Exercise goal ▸ Within the records, how many lines hold the word "second"? State that number alone.

Source material ▸
__________

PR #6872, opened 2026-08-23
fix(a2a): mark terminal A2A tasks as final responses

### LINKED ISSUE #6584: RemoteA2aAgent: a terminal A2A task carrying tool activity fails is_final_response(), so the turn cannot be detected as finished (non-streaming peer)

__________

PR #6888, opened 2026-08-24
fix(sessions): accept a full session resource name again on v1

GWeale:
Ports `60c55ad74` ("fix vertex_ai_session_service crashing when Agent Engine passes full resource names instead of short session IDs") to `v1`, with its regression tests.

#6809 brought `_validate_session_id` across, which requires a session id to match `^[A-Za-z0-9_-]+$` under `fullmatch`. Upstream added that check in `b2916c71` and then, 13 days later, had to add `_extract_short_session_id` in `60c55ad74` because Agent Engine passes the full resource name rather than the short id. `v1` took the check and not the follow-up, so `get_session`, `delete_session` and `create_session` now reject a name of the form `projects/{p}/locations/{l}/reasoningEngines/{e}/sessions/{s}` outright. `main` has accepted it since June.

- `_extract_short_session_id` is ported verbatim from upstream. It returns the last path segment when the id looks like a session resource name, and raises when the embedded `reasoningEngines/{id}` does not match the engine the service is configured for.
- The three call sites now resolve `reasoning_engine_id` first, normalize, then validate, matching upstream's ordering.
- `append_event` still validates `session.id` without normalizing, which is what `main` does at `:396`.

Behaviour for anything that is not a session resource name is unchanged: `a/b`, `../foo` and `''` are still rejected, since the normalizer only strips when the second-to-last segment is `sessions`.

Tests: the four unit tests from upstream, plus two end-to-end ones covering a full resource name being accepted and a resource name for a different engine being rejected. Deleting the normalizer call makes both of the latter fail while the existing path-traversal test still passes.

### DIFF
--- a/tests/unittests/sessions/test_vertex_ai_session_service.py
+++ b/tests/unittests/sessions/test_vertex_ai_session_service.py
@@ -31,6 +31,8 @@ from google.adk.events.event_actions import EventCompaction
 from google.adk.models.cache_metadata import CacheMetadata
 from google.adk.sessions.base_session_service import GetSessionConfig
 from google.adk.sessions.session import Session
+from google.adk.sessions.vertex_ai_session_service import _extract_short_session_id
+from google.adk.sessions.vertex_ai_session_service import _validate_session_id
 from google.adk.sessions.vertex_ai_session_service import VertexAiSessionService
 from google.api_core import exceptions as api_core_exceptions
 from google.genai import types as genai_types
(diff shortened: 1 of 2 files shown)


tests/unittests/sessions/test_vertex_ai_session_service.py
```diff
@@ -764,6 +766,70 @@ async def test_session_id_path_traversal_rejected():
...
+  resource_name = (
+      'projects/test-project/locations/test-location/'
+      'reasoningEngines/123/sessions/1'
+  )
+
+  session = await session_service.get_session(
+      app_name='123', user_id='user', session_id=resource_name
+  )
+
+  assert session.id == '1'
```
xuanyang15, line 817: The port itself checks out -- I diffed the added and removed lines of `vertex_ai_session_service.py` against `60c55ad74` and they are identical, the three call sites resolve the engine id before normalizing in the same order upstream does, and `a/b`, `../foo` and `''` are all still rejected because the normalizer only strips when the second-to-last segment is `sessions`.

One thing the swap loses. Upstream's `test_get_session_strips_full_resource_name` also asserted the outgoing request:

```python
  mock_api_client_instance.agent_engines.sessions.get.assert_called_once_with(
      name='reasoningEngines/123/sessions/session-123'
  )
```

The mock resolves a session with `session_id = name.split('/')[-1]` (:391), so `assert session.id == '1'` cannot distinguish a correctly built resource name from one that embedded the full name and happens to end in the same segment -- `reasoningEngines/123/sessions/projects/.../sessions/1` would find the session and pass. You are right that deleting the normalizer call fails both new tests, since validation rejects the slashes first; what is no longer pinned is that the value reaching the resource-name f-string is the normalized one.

__________

Answer to the problem ▸ 2